What to work on -> As the answer, give a copy of each line below that includes the word "again".

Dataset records
——

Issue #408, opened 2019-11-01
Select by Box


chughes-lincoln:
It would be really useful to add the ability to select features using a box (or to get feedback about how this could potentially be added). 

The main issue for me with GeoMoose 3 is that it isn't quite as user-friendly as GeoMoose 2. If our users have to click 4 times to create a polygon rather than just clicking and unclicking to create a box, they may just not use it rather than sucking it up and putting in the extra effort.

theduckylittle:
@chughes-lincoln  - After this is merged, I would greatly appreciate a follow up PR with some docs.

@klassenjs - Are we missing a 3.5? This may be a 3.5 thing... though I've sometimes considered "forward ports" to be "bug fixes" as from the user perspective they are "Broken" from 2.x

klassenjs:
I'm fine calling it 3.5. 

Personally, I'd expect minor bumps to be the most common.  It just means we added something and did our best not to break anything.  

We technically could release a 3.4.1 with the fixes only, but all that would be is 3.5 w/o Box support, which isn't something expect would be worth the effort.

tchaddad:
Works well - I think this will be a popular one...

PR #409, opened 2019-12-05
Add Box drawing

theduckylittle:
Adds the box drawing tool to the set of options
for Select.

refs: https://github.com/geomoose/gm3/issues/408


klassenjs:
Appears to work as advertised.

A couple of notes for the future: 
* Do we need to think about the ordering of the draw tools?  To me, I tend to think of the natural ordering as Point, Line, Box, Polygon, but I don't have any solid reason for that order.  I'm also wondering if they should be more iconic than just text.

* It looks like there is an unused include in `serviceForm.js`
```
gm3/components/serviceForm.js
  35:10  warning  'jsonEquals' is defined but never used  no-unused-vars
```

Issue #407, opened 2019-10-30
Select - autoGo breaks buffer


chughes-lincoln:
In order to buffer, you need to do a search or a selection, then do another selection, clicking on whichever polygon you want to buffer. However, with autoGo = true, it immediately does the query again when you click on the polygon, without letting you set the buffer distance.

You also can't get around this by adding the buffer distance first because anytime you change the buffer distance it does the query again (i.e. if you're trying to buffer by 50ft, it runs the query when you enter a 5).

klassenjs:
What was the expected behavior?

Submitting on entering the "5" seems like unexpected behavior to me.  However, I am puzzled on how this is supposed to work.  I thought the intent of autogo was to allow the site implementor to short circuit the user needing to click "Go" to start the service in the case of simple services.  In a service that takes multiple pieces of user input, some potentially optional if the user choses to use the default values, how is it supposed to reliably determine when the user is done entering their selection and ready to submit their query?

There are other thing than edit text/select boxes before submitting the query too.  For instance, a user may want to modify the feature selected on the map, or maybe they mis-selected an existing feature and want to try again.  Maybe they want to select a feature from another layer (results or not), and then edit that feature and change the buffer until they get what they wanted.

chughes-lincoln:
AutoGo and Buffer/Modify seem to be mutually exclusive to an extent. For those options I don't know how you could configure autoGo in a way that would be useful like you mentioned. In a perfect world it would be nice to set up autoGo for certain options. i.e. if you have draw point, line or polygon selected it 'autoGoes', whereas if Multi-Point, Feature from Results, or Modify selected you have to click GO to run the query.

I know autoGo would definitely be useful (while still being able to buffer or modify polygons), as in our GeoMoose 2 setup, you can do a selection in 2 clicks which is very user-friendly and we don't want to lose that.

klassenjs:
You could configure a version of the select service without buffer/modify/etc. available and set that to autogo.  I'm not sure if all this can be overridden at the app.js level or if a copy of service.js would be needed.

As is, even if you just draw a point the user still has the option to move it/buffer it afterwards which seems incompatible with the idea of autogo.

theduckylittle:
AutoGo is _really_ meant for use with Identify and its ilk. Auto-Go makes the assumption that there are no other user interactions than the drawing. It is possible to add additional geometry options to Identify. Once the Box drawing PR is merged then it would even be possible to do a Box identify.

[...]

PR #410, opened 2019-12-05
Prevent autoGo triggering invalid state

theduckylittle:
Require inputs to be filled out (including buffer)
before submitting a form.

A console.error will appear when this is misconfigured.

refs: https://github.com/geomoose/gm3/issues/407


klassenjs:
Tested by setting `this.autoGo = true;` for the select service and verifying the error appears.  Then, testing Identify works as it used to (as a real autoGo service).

——

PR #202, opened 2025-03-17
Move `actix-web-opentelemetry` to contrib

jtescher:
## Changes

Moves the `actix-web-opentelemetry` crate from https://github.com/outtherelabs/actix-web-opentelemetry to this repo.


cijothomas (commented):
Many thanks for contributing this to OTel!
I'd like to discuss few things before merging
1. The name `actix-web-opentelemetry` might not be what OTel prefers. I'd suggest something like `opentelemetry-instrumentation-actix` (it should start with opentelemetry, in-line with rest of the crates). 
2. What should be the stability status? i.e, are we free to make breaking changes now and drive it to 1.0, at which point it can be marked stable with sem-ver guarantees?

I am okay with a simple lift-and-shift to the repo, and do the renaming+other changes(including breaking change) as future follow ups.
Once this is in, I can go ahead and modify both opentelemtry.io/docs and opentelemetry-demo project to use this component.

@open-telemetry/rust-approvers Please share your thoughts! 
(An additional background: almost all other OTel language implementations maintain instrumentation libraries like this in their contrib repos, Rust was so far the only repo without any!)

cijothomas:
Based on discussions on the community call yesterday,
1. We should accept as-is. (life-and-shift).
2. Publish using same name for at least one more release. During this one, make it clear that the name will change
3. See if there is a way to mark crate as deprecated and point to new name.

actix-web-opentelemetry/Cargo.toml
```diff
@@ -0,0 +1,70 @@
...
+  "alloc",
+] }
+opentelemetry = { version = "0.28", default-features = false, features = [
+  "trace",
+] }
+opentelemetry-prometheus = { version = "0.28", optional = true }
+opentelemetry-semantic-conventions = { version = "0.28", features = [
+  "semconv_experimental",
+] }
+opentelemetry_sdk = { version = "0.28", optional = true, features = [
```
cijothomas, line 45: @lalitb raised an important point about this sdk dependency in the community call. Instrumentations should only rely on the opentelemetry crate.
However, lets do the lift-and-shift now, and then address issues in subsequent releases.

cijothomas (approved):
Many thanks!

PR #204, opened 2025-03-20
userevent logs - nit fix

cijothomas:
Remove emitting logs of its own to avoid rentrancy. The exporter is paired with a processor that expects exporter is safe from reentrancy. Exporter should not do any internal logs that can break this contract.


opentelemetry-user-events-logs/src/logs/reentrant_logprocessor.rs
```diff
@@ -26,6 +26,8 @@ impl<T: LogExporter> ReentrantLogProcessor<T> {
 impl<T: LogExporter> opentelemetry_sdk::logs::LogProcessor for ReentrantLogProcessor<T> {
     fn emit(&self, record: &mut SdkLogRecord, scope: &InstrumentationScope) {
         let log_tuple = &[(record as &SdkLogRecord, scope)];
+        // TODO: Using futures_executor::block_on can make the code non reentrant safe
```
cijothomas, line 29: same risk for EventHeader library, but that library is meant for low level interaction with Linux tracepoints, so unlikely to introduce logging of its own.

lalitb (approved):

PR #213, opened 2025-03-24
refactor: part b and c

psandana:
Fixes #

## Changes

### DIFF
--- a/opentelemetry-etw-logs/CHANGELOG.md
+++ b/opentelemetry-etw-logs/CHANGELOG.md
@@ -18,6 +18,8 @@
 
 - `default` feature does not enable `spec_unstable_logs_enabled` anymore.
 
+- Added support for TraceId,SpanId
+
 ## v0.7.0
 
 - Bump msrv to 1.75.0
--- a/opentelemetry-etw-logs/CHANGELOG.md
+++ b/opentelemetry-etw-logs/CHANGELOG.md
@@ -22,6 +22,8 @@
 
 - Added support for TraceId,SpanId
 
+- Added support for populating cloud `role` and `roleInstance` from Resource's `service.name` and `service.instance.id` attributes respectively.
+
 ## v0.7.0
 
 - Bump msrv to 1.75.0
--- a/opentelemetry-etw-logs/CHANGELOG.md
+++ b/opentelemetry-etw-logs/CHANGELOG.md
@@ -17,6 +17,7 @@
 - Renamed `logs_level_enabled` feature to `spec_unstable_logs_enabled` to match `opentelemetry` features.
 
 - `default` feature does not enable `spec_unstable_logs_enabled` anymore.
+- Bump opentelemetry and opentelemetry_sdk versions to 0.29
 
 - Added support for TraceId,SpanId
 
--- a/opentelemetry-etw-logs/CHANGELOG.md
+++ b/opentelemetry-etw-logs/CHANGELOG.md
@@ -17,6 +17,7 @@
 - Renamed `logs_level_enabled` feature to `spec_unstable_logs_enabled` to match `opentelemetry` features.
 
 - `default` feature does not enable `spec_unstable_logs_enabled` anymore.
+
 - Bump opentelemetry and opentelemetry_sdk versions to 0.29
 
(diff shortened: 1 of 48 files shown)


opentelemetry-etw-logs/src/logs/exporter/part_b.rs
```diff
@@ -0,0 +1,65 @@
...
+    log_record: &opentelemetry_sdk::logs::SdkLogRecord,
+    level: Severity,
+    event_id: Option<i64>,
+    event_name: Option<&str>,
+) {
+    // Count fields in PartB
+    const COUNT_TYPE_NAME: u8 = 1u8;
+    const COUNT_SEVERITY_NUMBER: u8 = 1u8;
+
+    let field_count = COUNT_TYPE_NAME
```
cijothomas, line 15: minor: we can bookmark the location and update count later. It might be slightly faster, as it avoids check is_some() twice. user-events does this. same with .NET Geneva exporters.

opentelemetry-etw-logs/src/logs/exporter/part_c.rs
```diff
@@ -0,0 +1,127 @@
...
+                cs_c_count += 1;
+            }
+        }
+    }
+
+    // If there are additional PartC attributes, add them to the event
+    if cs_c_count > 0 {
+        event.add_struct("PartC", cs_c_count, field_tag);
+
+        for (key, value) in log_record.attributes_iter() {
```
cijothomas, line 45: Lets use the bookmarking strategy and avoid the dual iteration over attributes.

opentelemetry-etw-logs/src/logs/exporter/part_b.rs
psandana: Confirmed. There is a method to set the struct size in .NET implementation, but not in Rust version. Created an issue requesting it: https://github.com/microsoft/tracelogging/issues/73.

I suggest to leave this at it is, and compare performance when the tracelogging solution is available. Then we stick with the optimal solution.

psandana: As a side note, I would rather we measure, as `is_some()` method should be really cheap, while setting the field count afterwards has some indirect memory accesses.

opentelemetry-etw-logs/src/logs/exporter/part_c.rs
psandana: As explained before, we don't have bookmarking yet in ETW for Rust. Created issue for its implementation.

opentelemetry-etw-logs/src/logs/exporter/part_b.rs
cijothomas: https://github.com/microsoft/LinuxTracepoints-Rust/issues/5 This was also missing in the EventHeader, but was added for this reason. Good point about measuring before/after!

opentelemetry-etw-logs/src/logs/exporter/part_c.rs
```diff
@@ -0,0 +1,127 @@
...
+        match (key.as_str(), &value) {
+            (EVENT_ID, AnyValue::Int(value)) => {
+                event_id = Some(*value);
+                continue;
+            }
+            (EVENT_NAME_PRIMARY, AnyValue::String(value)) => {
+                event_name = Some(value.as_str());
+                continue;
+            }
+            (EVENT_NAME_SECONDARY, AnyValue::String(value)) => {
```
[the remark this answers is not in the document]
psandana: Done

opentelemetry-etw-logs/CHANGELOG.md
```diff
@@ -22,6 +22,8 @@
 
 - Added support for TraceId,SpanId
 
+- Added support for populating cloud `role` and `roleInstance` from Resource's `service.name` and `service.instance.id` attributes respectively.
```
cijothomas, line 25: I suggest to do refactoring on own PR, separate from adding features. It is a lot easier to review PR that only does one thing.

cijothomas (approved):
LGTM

——

Result of the exercise ->
In order to buffer, you need to do a search or a selection, then do another selection, clicking on whichever polygon you want to buffer. However, with autoGo = true, it immediately does the query again when you click on the polygon, without letting you set the buffer distance.
You also can't get around this by adding the buffer distance first because anytime you change the buffer distance it does the query again (i.e. if you're trying to buffer by 50ft, it runs the query when you enter a 5).
There are other thing than edit text/select boxes before submitting the query too.  For instance, a user may want to modify the feature selected on the map, or maybe they mis-selected an existing feature and want to try again.  Maybe they want to select a feature from another layer (results or not), and then edit that feature and change the buffer until they get what they wanted.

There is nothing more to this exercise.